# WORK ORDER:
What do the lines say from the start of the entries through the one containing "std::string fields are"? Repeat them exactly.

# DATA EXTRACTS:
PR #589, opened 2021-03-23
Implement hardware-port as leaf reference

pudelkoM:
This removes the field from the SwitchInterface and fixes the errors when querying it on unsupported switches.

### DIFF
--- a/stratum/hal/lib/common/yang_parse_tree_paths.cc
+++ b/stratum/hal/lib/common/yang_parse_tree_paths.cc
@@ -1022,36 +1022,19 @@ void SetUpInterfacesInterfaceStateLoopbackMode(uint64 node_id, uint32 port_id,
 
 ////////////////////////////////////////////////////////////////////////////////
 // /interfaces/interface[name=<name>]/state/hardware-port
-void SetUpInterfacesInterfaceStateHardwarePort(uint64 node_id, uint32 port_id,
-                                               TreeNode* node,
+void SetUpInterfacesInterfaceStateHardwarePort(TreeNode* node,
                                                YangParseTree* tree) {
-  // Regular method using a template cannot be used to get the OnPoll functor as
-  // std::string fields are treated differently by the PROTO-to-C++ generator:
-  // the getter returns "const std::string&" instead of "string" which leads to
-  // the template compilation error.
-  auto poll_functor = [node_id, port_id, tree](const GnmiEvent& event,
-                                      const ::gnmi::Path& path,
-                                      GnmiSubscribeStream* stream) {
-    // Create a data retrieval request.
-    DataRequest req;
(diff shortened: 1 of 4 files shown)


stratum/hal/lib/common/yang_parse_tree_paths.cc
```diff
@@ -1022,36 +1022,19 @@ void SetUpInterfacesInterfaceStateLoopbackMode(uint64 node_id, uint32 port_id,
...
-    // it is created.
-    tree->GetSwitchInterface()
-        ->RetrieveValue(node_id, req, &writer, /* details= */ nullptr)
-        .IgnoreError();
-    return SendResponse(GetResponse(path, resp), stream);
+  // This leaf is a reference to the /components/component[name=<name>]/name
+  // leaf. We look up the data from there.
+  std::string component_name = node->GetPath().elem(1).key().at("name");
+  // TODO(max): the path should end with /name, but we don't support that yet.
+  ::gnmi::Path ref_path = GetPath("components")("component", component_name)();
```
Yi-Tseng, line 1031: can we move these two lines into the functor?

# TASK RESPONSE:
PR #589, opened 2021-03-23
Implement hardware-port as leaf reference

pudelkoM:
This removes the field from the SwitchInterface and fixes the errors when querying it on unsupported switches.

### DIFF
--- a/stratum/hal/lib/common/yang_parse_tree_paths.cc
+++ b/stratum/hal/lib/common/yang_parse_tree_paths.cc
@@ -1022,36 +1022,19 @@ void SetUpInterfacesInterfaceStateLoopbackMode(uint64 node_id, uint32 port_id,
 
 ////////////////////////////////////////////////////////////////////////////////
 // /interfaces/interface[name=<name>]/state/hardware-port
-void SetUpInterfacesInterfaceStateHardwarePort(uint64 node_id, uint32 port_id,
-                                               TreeNode* node,
+void SetUpInterfacesInterfaceStateHardwarePort(TreeNode* node,
                                                YangParseTree* tree) {
-  // Regular method using a template cannot be used to get the OnPoll functor as
-  // std::string fields are treated differently by the PROTO-to-C++ generator:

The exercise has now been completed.